## Assignment
The line containing "This PR adds iStats tracking for all pages." marks the end: output every line of the data up to it, and that line too, exactly as written.

## Available records
Start of Block

PR #118, opened 2017-08-03
PROGRAMMES-5648 Stats tracking

Tasiobg:
This PR adds iStats tracking for all pages.

Two new classes have been created AnalyticsCounterName and AnalyticsLabels, those classes are called each time we render a page with "renderWithChrome" and attach the parameters to the Orbit library.

This is a copy of V2 behaviour when posibble, see the ticket comments to find the V2 classes.

Orbit client sent iStats data via an AJAX request to "sa.bbc.co.uk".

The requirement for this ticket is to implement it only for schedules pages but this code already  covers future V3 pages because logic mimics V2.

If anyone prefer a walk through the code, please feel free to request it.


programmes-developers:

src/Controller/SchedulesByDayController.php
```diff
@@ -81,7 +83,61 @@ public function __invoke(
...
-        return $this->renderWithChrome('schedules/by_day.html.twig', $viewData);
+
+        $istatsExtraLabels = $this->getIstatsExtraLabels($date);
+
+        return $this->renderWithChrome('schedules/by_day.html.twig', $viewData, $istatsExtraLabels);
+    }
+
+    private function getIstatsExtraLabels($date): array
+    {
+        if (!isset($date)) {
```
votemike: Could you reverse this check? Otherwise the else means not not set.

src/Controller/SchedulesByDayController.php
```diff
@@ -81,7 +83,61 @@ public function __invoke(
...
+     * Examples returned: "-5", "0", "+3"
+     *
+     * @param ChronosInterface $urlDate
+     * @return string
+     */
+    private function getScheduleOffset(ChronosInterface $urlDate): string
+    {
+        $diffInDays = (string) $urlDate->diffInDays();
+        if ($urlDate->isPast()) {
+            $diffInDays = '-' . $diffInDays;
```
votemike: You could just return here instead of setting a variable.

src/Controller/SchedulesByDayController.php
```diff
@@ -81,7 +83,61 @@ public function __invoke(
...
+            $diffInDays = '+' . $diffInDays;
+        }
+        return $diffInDays;
+    }
+
+    private function getScheduleContext(ChronosInterface $urlDate): string
+    {
+        if ($urlDate->isPast()) {
+            return 'past';
+        } elseif ($urlDate->isToday()) {
```
votemike: Should you be checking `isToday()` first?

src/Controller/SchedulesByDayController.php
```diff
@@ -81,7 +83,61 @@ public function __invoke(
...
+            return 'today';
+        } else {
+            return 'future';
+        }
+    }
+
+    private function getScheduleCurrentFortnight(ChronosInterface $urlDate): string
+    {
+        if ($urlDate->diffInDays() > 7) {
```
votemike: Convert to a ternary?

src/ValueObject/AnalyticsLabels.php
```diff
@@ -0,0 +1,228 @@
...
+     *
+     * @param $context
+     * @return string
+     */
+    private function getParentTitlesRecursively($context): string
+    {
+        if (isset($context)) {
+            // concatenate title with the parents titles
+            $titlesConcatenation = $this->getParentTitlesRecursively($context->getParent());
+            if (!empty($titlesConcatenation)) {
```
votemike: Reverse this check?

src/ValueObject/AnalyticsLabels.php
```diff
@@ -0,0 +1,228 @@
...
+            }
+        } else {
+            return '';
+        }
+    }
+
+    /**
+     * Returns The PIDs of the different genres the programme belongs to, concatenated
+     *
+     * @param $context
```
votemike: What is $context?

src/ValueObject/AnalyticsLabels.php
```diff
@@ -0,0 +1,228 @@
...
+     * @return string
+     */
+    private function getGenreLabel($context): string
+    {
+        $genres = $context->getGenres($context);
+        $genreLabel = '';
+        foreach ($genres as $genre) {
```
votemike: Is this not just an implode?

src/ValueObject/AnalyticsLabels.php
```diff
@@ -0,0 +1,228 @@
...
+        if (method_exists($context, 'getMediaType')) {
+            $mediaType = $context->getMediaType();
+            if (!empty($mediaType)) {
+                $mediaType = ($context->getMediaType() == 'audio') ? 'audio' : 'video';
+            } else {
+                $mediaType = 'null';
+            }
+            return $mediaType . '_null_2';
+        } else {
+            return 'null_null_2';
```
votemike: What's this magic string?

src/ValueObject/AnalyticsLabels.php
```diff
@@ -0,0 +1,228 @@
...
+    {
+        if (method_exists($context, 'getMediaType')) {
+            $mediaType = $context->getMediaType();
+            if (!empty($mediaType)) {
+                $mediaType = ($context->getMediaType() == 'audio') ? 'audio' : 'video';
+            } else {
+                $mediaType = 'null';
+            }
+            return $mediaType . '_null_2';
+        } else {
```
votemike: You are returning from the `if`, so no need for the `else`

src/Controller/SchedulesByDayController.php
Tasiobg: Could do but it looks to me like personal coding style, not sure what is best, open to see what other people think

src/Controller/SchedulesByDayController.php
Tasiobg: Open to see what other people think, not sure what is best, to me this order is easy to read.

src/ValueObject/AnalyticsLabels.php
Tasiobg: Some $context don't have getMediaType so it should go to the else

src/Controller/BaseController.php
```diff
@@ -92,8 +96,9 @@ protected function response(): Response
         return $this->response;
     }
 
-    protected function renderWithChrome(string $view, array $parameters = [])
+    protected function renderWithChrome(string $view, array $parameters = [], array $istatsExtraLabels = [])
```
BPScott: If we keep finding new things we need to add, this method signature will end up getting very long.

What do you think to having a `setIstatsLabels()` function that sets a private property that we can then reference (in the same way we've got `setContext()`)

src/Controller/SchedulesByDayController.php
BPScott: I like the early return pattern, we use those in most other places in the code to avoid `else` statements

src/Controller/SchedulesByDayController.php
BPScott: could be `if ($date)`

src/ValueObject/AnalyticsLabels.php
Tasiobg: This logic is copied from V2 (Labels.php:43), this is a RecEng label, when the $context has no media should be set to 'null_null_2'

src/Controller/SchedulesByDayController.php
```diff
@@ -81,7 +83,61 @@ public function __invoke(
...
+    }
+
+    private function getIstatsExtraLabels($date): array
+    {
+        if (!isset($date)) {
+            $urlDate = ApplicationTime::getLocalTime();
+        } else {
+            $urlDate = Date::createFromFormat('Y-m-d', $date, ApplicationTime::getLocalTimeZone());
+        }
+        $labels['schedule_offset'] = $this->getScheduleOffset($urlDate);
```
BPScott: Does PHP complain here because you're referencing a previously undefined variable? Might be more readable to return an array immediatly:

```php
return [
  'schedule_offset' => $this->getScheduleOffset($urlDate),
  'schedule_context' => $this->getScheduleContext($urlDate),
  'schedule_current_fortnight' => $this->getScheduleCurrentFortnight($urlDate),
];
```

src/Controller/SchedulesByDayController.php
BPScott: Also will this this susceptible to the same fencing issues that @votemike  has been battling with?

src/Controller/SchedulesByDayController.php
```diff
@@ -81,7 +83,61 @@ public function __invoke(
...
+        $labels['schedule_context'] = $this->getScheduleContext($urlDate);
+        $labels['schedule_current_fortnight'] = $this->getScheduleCurrentFortnight($urlDate);
+        return $labels;
+    }
+
+    /**
+     * Returns a string representation of days between the current schedules page and today.
+     * Examples returned: "-5", "0", "+3"
+     *
+     * @param ChronosInterface $urlDate
```
BPScott: Don't need these `@param` and `@return` docblocks as they don't add any new information. The function signature already tells you this info.

src/Controller/SchedulesByDayController.php
BPScott: If you're doing an early return you can do another if block rather than an elseif

src/ValueObject/AnalyticsCounterName.php
```diff
@@ -0,0 +1,155 @@
...
+
+    private function getProgrammeCounterNamePart(Programme $context, string $relativePath): string
+    {
+        // Example: programmes.doctor_who.brand.b006q2x0.page
+        $partialString = $this->getParentTitlesRecursively($context);
+        $partialString .= '.' . $this->getProgrammeType($context);
+        $partialString .= '.' . $context->getPid();
+
+        // add the rest of the URL to the counter name
+        $restOfUrl = str_replace('/programmes/', '', $relativePath);
```
BPScott: str_replace takes an array of values to search/replace which would be more efficient than calling it 3 times

src/ValueObject/AnalyticsLabels.php
```diff
@@ -0,0 +1,228 @@
...
+    }
+
+    /**
+     * DUPLICATED FUNCTION, CAN I MOVE IT INSIDE PROGRAMMES CLASS?
+     *
+     * @param Programme $context
+     * @return string
+     * @throws Exception
+     */
+    private function getProgrammeType(Programme $context)
```
BPScott: This function is cropping up quite a lot. Moving it into CoreEntity would be useful.

I think it can be made quite a bit shorter too:

```php
return strtolower((new \ReflectionClass($this))->getShortName());
```

tests/Controller/SchedulesByMonthControllerTest.php
```diff
@@ -52,4 +52,25 @@ public function testServiceIsNotFound()
...
+    {
+        $this->loadFixtures(["NetworksAndServicesFixture"]);
+
+        $client = static::createClient();
+        $url = '/schedules/p00rfdrb/' . $scheduleDate;
+
+        $crawler = $client->request('GET', $url);
+
+        $labels = $this->extractIstatsLabels($crawler);
+        $this->assertEquals('programmes', $labels['app_name']);
```
BPScott: Is it worthwhile checking the standard labels in the schedule tests or should we only bother with the labels that get added by the schedule page?

It looks like we're checking those standard labels in 3 different tests atm.

tests/ValueObject/AnalyticsLabelsTest.php
```diff
@@ -0,0 +1,115 @@
+<?php
+declare(strict_types = 1);
+namespace Tests\App\Controller;
```
BPScott: Wrong namespace

tests/ValueObject/AnalyticsLabelsTest.php
```diff
@@ -0,0 +1,115 @@
...
+use BBC\ProgrammesPagesService\Domain\Entity\MasterBrand;
+use BBC\ProgrammesPagesService\Domain\Entity\Network;
+use BBC\ProgrammesPagesService\Domain\Entity\Service;
+use BBC\ProgrammesPagesService\Domain\ValueObject\Mid;
+use BBC\ProgrammesPagesService\Domain\ValueObject\Nid;
+use BBC\ProgrammesPagesService\Domain\ValueObject\Pid;
+use PHPUnit\Framework\TestCase;
+
+/**
+ * @covers App\ValueObject\AnalyticsLabels
```
BPScott: No need for the covers annotation in simple unit tests.

We use them for controller tests because the controller tests are integration tests that run the whole code base. This simple unit test doesn't touch anything outside AnalyticsLabels so we don't need to explicitly limit the test's coverage stats

tests/ValueObject/CounterNameTest.php
```diff
@@ -0,0 +1,211 @@
+<?php
+declare(strict_types = 1);
+namespace Tests\App\Controller;
```
BPScott: wrong namespace

tests/ValueObject/CounterNameTest.php
```diff
@@ -0,0 +1,211 @@
...
+use BBC\ProgrammesPagesService\Domain\Entity\Service;
+use BBC\ProgrammesPagesService\Domain\Entity\Unfetched\UnfetchedProgrammeItem;
+use BBC\ProgrammesPagesService\Domain\ValueObject\Pid;
+use BBC\ProgrammesPagesService\Domain\ValueObject\Sid;
+use PHPUnit\Framework\TestCase;
+
+/**
+ * Based on V2 BBC_Programmes_Helper_Nedstat_Test
+ *
+ * @covers App\ValueObject\AnalyticsCounterName
```
BPScott: no need for the covers annotation, see above

src/ValueObject/AnalyticsLabels.php
```diff
@@ -0,0 +1,228 @@
...
+    private $orbLabels = [];
+
+    public function __construct($context, string $controllerName, string $appVersion, array $extraLabels)
+    {
+        $this->labels = [
+            'app_name'           => 'programmes',
+            'prod_name'          => 'programmes',
+            // In V2 progs_page_type is "controller + action" but in V3 is only the controller name.
+            // A regex is used on iStats page to map V2 and V3 values
+            'progs_page_type'    => $controllerName,
```
BjornTwachtmann: The comment says that progs_page_type is being mapped to V2 values, but I can't see that happening anywhere. Am I missing something? I think we probably need to do this.

src/ValueObject/AnalyticsLabels.php
```diff
@@ -0,0 +1,228 @@
...
+            'bbc_radio_scotland_music_extra' => 'iplayerradio-scotland',
+        ];
+
+        if (($context instanceof CoreEntity || $context instanceof Service) && !empty($context->getNetwork())) {
+            $nid = (string) $context->getNetwork()->getNid();
+            if ($nid === 'bbc_music') {
+                $this->labels['bbc_site'] = 'music';
+            } elseif ($nid === 'bbc_arts') {
+                $this->labels['bbc_site'] = 'arts';
+            } elseif ($context->getNetwork()->getMedium() === 'tv') {
```
BjornTwachtmann: Both coreEntity and Service have an isTV() method.

src/ValueObject/AnalyticsLabels.php
```diff
@@ -0,0 +1,228 @@
...
+                $this->labels['bbc_site'] = 'tvandiplayer';
+            } elseif (isset($specialCases[$nid])) {
+                $this->labels['bbc_site'] = $specialCases[$nid];
+            } elseif ($context->getNetwork()->getMedium() === 'radio') {
```
BjornTwachtmann: there's an isRadio method too

src/ValueObject/AnalyticsLabels.php
votemike: I mean that you could have
```
if (method_exists($context, 'getMediaType')) {
  $mediaType = $context->getMediaType();
  if (!empty($mediaType)) {
    $mediaType = ($context->getMediaType() == 'audio') ? 'audio' : 'video';
  } else {
    $mediaType = 'null';
  }
  return $mediaType . '_null_2';
}
return 'null_null_2';
```
It's not a massive problem, it just gets rid of an `else`.  
Although it might be nice to check `!method_exists()` as you could then get rid of a level of indentation. Like:
```
if (!method_exists($context, 'getMediaType')) {
  return 'null_null_2';
}
$mediaType = $context->getMediaType();
$mediaType = 'null';
if (!empty($mediaType)) {
  $mediaType = ($context->getMediaType() == 'audio') ? 'audio' : 'video';
}
return $mediaType . '_null_2';
```

src/ValueObject/AnalyticsLabels.php
```diff
@@ -0,0 +1,228 @@
...
+        }
+        return $genreLabel;
+    }
+
+    private function getMediaTypeLabel($context): string
+    {
+        if (method_exists($context, 'getMediaType')) {
+            $mediaType = $context->getMediaType();
+            if (!empty($mediaType)) {
+                $mediaType = ($context->getMediaType() == 'audio') ? 'audio' : 'video';
```
votemike: What are the possible values of `$context->getMediaType()`? Is EVERYTHING that's not audio, video?

src/Controller/SchedulesByDayController.php
votemike: I mean for correctness. Not readability.  
If the $urlDate is 2017-01-01 06:00:00 and the time now is 2017-01-01 06:00:01. Then 'past' will be returned. When it's actually today. Right?

src/Controller/SchedulesByDayController.php
```diff
@@ -81,7 +83,57 @@ public function __invoke(
...
             $this->response()->setStatusCode(404);
         }
-        return $this->renderWithChrome('schedules/by_day.html.twig', $viewData);
+
+        $istatsExtraLabels = $this->getIstatsExtraLabels($date);
+
+        return $this->renderWithChrome('schedules/by_day.html.twig', $viewData, $istatsExtraLabels);
+    }
+
+    private function getIstatsExtraLabels($date): array
```
votemike: What is `$date`? A `string`? A `Date`? A `DateTime`? A `Chronos`?

src/ValueObject/AnalyticsLabels.php
BPScott: https://github.com/bbc/programmes-pages-service/blob/2cc1f01356af6fa58153af0a74e5acf8e6d6440c/src/Domain/Enumeration/MediaTypeEnum.php

src/ValueObject/AnalyticsLabels.php
BPScott: Instead of `method_exists($context, 'getMediaType')` use `$context instanceof ProgrammeItem`

Soooo...

```php
$mediaType = 'null';

if ($context instanceof ProgrammeItem) {
  $mediaType = ($context->getMediaType() == 'audio') ? 'audio' : 'video';
}

return $mediaType . '_null_2';
```

src/ValueObject/AnalyticsLabels.php
votemike: And if it is unknown it should be "video"?

BPScott: Seems like an odd choice yeah. There's 217870 episodes with an unknown media type (no clips). I guess it is for backfilled content which never had any on-demand asset (i.e. something you can play out).

Let's just use the value `$context->getMediaType()` gives us rather than doing any logic.

src/Controller/SchedulesByDayController.php
Tasiobg: Is that what you mean guys?

```
$diffInDays = (string) $urlDate->diffInDays();
if ($urlDate->isPast()) {
    return '-' . $diffInDays;
} elseif ($urlDate->isFuture()) {
    return '+' . $diffInDays;
}
return $diffInDays;
```

votemike:
```
$diffInDays = (string) $urlDate->diffInDays();
if ($urlDate->isPast()) {
    return '-' . $diffInDays;
}
if ($urlDate->isFuture()) {
    return '+' . $diffInDays;
}
return $diffInDays;
```

votemike: Also, not sure this code works as you think it will anyway. Are there tests for it?

Tasiobg: Yes, test name is "testSchedulesIstatsLabels"

Thanks for the example. Why are we avoiding "elseif" statement or in other words, why is this example better?

src/Controller/SchedulesByDayController.php
```diff
@@ -81,7 +83,57 @@ public function __invoke(
...
+    {
+        if (isset($date)) {
+            $urlDate = Date::createFromFormat('Y-m-d', $date, ApplicationTime::getLocalTimeZone());
+        } else {
+            $urlDate = ApplicationTime::getLocalTime();
```
votemike: If this is the case you know the values below will always be 0, today and true don't you? So there should be not need to do the logic below if you end up in this if statement?

src/ValueObject/AnalyticsLabels.php
Tasiobg: $genre is not a value, is a class and can't be converted to string, something like this is not working `$genreLabel = implode(', ', $genres); ` assuming this is what you mean, please  correct me if I'm wrong

votemike: I have no idea what I was thinking when I wrote this.... haha.

votemike: Maybe something like
```
$ids = array_map("getId", $context->getGenres($context));
return implode(', ', $ids);
```
Would be shorter/tidier?

src/ValueObject/AnalyticsLabels.php
```diff
@@ -0,0 +1,228 @@
...
+
+class AnalyticsLabels
+{
+    /** @var array */
+    private $labels = [];
+
+    /** @var array */
+    private $orbLabels = [];
+
+    public function __construct($context, string $controllerName, string $appVersion, array $extraLabels)
```
votemike: What is a $context?

src/ValueObject/AnalyticsLabels.php
```diff
@@ -0,0 +1,228 @@
...
+
+    /**
+     * Returns The PIDs of the different genres the programme belongs to, concatenated
+     *
+     * @param $context
+     * @return string
+     */
+    private function getGenreLabel($context): string
+    {
+        $genres = $context->getGenres($context);
```
votemike: Don't need to pass in `$context`

src/ValueObject/AnalyticsLabels.php
```diff
@@ -0,0 +1,228 @@
...
+use BBC\ProgrammesPagesService\Domain\Entity\Episode;
+use BBC\ProgrammesPagesService\Domain\Entity\Franchise;
+use BBC\ProgrammesPagesService\Domain\Entity\Gallery;
+use BBC\ProgrammesPagesService\Domain\Entity\Programme;
+use BBC\ProgrammesPagesService\Domain\Entity\Season;
+use BBC\ProgrammesPagesService\Domain\Entity\Series;
+use BBC\ProgrammesPagesService\Domain\Entity\Service;
+use Exception;
+
+class AnalyticsLabels
```
votemike: Should this be abstract and then have different classes for the different type of context?

src/ValueObject/AnalyticsCounterName.php
```diff
@@ -0,0 +1,155 @@
...
+        // Suffix
+        $this->counterName .= '.page';
+    }
+
+    public function __toString(): string
+    {
+        return $this->counterName;
+    }
+
+    private function getServiceCounterNamePart($context, string $relativePath): string
```
votemike: `$context` is always a Service here. Right?

src/ValueObject/AnalyticsCounterName.php
```diff
@@ -0,0 +1,155 @@
...
+
+        // add the rest of the URL to the counter name
+        $restOfUrl = str_replace('/programmes/', '', $relativePath);
+        $restOfUrl = str_replace($context->getPid(), '', $restOfUrl);
+        $restOfUrl = str_replace('/', '.', $restOfUrl);
+        $partialString .= $restOfUrl;
+        return $partialString;
+    }
+
+    private function getProgrammeType(Programme $context)
```
votemike: Can you not just return `str_lower(get_class())`?

src/ValueObject/AnalyticsCounterName.php
```diff
@@ -0,0 +1,155 @@
...
+     * @param $context
+     * @return string
+     */
+    private function getParentTitlesRecursively($context): string
+    {
+        if (isset($context)) {
+            // concatenate title with the parents titles
+            $titlesConcatenation = $this->getParentTitlesRecursively($context->getParent());
+            return $titlesConcatenation . '.' . $this->replaceDisallowedCharacters($context->getTitle());
+        } else {
```
votemike: Can just `return '';`. No need to nest it in an `else`

src/ValueObject/AnalyticsCounterName.php
```diff
@@ -0,0 +1,155 @@
...
+use BBC\ProgrammesPagesService\Domain\Entity\Episode;
+use BBC\ProgrammesPagesService\Domain\Entity\Franchise;
+use BBC\ProgrammesPagesService\Domain\Entity\Gallery;
+use BBC\ProgrammesPagesService\Domain\Entity\Programme;
+use BBC\ProgrammesPagesService\Domain\Entity\Season;
+use BBC\ProgrammesPagesService\Domain\Entity\Series;
+use BBC\ProgrammesPagesService\Domain\Entity\Service;
+use Exception;
+
+class AnalyticsCounterName
```
votemike: Should this be abstract?

src/Controller/SchedulesByDayController.php
Tasiobg: yes, this will do the same
```
        if (isset($date)) {
            $urlDate = Date::createFromFormat('Y-m-d', $date, ApplicationTime::getLocalTimeZone());
            return [
                'schedule_offset' => $this->getScheduleOffset($urlDate),
                'schedule_context' => $this->getScheduleContext($urlDate),
                'schedule_current_fortnight' => $this->getScheduleCurrentFortnight($urlDate),
            ];
        } else {
            // today
            return [
                'schedule_offset' => '0',
                'schedule_context' => 'today',
                'schedule_current_fortnight' => 'true',
            ];
        }
```
 what do you think @BPScott abot doing it like that?

src/ValueObject/AnalyticsLabels.php
Tasiobg: I was going to benchmark the option you mention because I haven't used array_map much but looks like the "getId" is not a valid callback becuause the function doesn't exist in the current class, its exist inside @context so I get this error: array_map() expects parameter 1 to be a valid callback, function 'getId' not found

Should be fine the way it is now

src/Controller/SchedulesByDayController.php
```diff
@@ -81,7 +83,57 @@ public function __invoke(
...
+
+        $istatsExtraLabels = $this->getIstatsExtraLabels($date);
+
+        return $this->renderWithChrome('schedules/by_day.html.twig', $viewData, $istatsExtraLabels);
+    }
+
+    private function getIstatsExtraLabels($date): array
+    {
+        if (isset($date)) {
+            $urlDate = Date::createFromFormat('Y-m-d', $date, ApplicationTime::getLocalTimeZone());
```
votemike: I think this should by 'Y-m-d|' so that we are always measuring from midnight. Otherwise we may get confusing statistics. Unless we are supposed to be measuring by broadcast day, which will require more logic.  
@BPScott any views?

src/ValueObject/AnalyticsLabels.php
BPScott: I prefer building an array and imploding it rather than lots of string concatenation. That way you don't need to have that if conditional.

I don't mind if that array is built with a foreach loop or using functional programming. Personally I prefer the functional approach where possible as it fees a bit shorter:

```php
$ids = implode(', ', array_map(function($g) {
    return $g->getId();
}, $context->getGenres()));
```

src/ValueObject/AnalyticsLabels.php
Tasiobg: I can do it like that assuming there is no concern about not validating the class name.

src/ValueObject/AnalyticsLabels.php
Tasiobg: anyone else can share their views on it?

tests/Controller/SchedulesByMonthControllerTest.php
Tasiobg: My aproach was to test as much as posibble from the controller request. Do you think I should remove the standard labels from the schedules test?

src/ValueObject/AnalyticsLabels.php
BPScott: What would the different classes be?

I don't think it's worth it, as then you have to do logic about which version of Analytics labels you instantiate, which feels like overhead.

src/ValueObject/AnalyticsCounterName.php
BPScott: See reasoning in AnalyticsLabels, it's essentially the same discussion.

src/Controller/BaseController.php
Tasiobg: Good idea

src/Controller/SchedulesByDayController.php
BPScott: I ~think~ this might need to be done from the start of the broadcast day, otherwise if you hit the page at 3am it'll give you the wrong offsets.

Hitting the a TV schedule /2017-01-04 at 2017-01-05 03:00:00 whould show you the schedule for 2017-01-04 06:00 till 2017-01-05 06:00. Which should give you a stats 'offset' of 0 as you're still on "today's schedule". However if we use midnight as the timing point then it'll think you're a day off.

tests/Controller/SchedulesByMonthControllerTest.php
BPScott: I think we should test the standard labels in some other controller test. Otherwise if we wanted to be consistent we'd end up testing all the standard labels in every controller test where the page has additional labels, which seems like unneeded duplication.

Tasiobg: ok, I'm removing "app_name" and "prod_name" asserts, should I remove any other?

composer.json
```diff
@@ -25,7 +25,7 @@
         "ext-redis": "*",
         "bbc-rmp/cloudwatch-monitoringhandler": "^1.0",
         "bbc-rmp/translate": "^1.8",
-        "bbc/branding-client": "^2.1.0",
+        "bbc/branding-client": "^2.2.0",
```
votemike: Should the composer.lock file not also have changed?

src/Controller/BaseController.php
```diff
@@ -150,6 +166,16 @@ protected function redirect($url, $status = 302): RedirectResponse
         return new RedirectResponse($url, $status, $headers);
     }
 
+    protected function setIstatsExtraLabels(array $labels): void
```
votemike: An array of strings? And array of Label objects? An array of arrays?

src/Controller/HomeController.php
```diff
@@ -10,6 +10,7 @@ class HomeController extends BaseController
 {
     public function __invoke(EntityManagerInterface $em, NetworksService $networksService)
     {
+        $this->setIstatsProgsPageType('home_index');
```
votemike: Does this need to be done in every controller? Would it be best for a method in the base constructor to call an abstract method to ensure all controllers set this?

src/Controller/SchedulesByDayController.php
```diff
@@ -80,9 +83,63 @@ public function __invoke(
...
+     * Returns a string representation of days between the current schedules page and today.
+     * Examples returned: "-5", "0", "+3"
+     */
+    private function getScheduleOffset(ChronosInterface $urlDate): string
+    {
+        $diffInDays = (string) $urlDate->diffInDays();
+        if ($urlDate->isPast()) {
+            return '-' . $diffInDays;
+        }
+        if ($urlDate->isFuture()) {
```
votemike: `diffInDays()`, `isPast()`, `isFuture()` and `isToday()` all make new date instances. It would be best to avoid this. I have an idea on how to refactor... but too long to write. Come and grab me when you're ready and we can discuss.

src/ValueObject/AnalyticsLabels.php
```diff
@@ -0,0 +1,182 @@
...
+        $this->setProgrammeLabels($context);
+        $this->setBbcSiteLabel($context);
+        $this->setEventMasterBrand($context);
+
+        if (!empty($extraLabels)) {
+            $this->labels = array_merge($this->labels, $extraLabels);
+        }
+    }
+
+    public function orbLabels(): array
```
votemike: An array of what? Arrays?

src/ValueObject/AnalyticsLabels.php
```diff
@@ -0,0 +1,182 @@
...
+namespace App\ValueObject;
+
+use BBC\ProgrammesPagesService\Domain\Entity\CoreEntity;
+use BBC\ProgrammesPagesService\Domain\Entity\Programme;
+use BBC\ProgrammesPagesService\Domain\Entity\ProgrammeItem;
+use BBC\ProgrammesPagesService\Domain\Entity\Service;
+
+class AnalyticsLabels
+{
+    /** @var array */
```
votemike: An array of what?

src/ValueObject/AnalyticsLabels.php
```diff
@@ -0,0 +1,182 @@
...
+            $this->labels['rec_v'] = '2'; // The version of RecEng being used
+            $this->labels['rec_app_id'] = 'programmes'; // The app id of the client calling RecEng
+            $this->labels['rec_p'] = $this->getMediaTypeLabel($context);
+        }
+    }
+
+    /**
+     * This function uses recursion to climb up the parents tree and return a concatenation of the titles
+     */
+    private function getParentTitlesRecursively($context): string
```
votemike: This method could be refactored to reduce indentation.

src/ValueObject/AnalyticsLabels.php
```diff
@@ -0,0 +1,182 @@
...
+    }
+
+    /**
+     * Returns The PIDs of the different genres the programme belongs to, concatenated
+     */
+    private function getGenreLabel($context): string
+    {
+        $genres = $context->getGenres();
+        $genreLabel = '';
+        foreach ($genres as $genre) {
```
votemike: I thought this was going to be refactored?

composer.json
Tasiobg: composer.lock got "bbc/branding-client" updated yesterday with your branch (Housekeeping) and this is rebased on master.

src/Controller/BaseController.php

End of Block

## Result of this task
PR #118, opened 2017-08-03
PROGRAMMES-5648 Stats tracking

Tasiobg:
This PR adds iStats tracking for all pages.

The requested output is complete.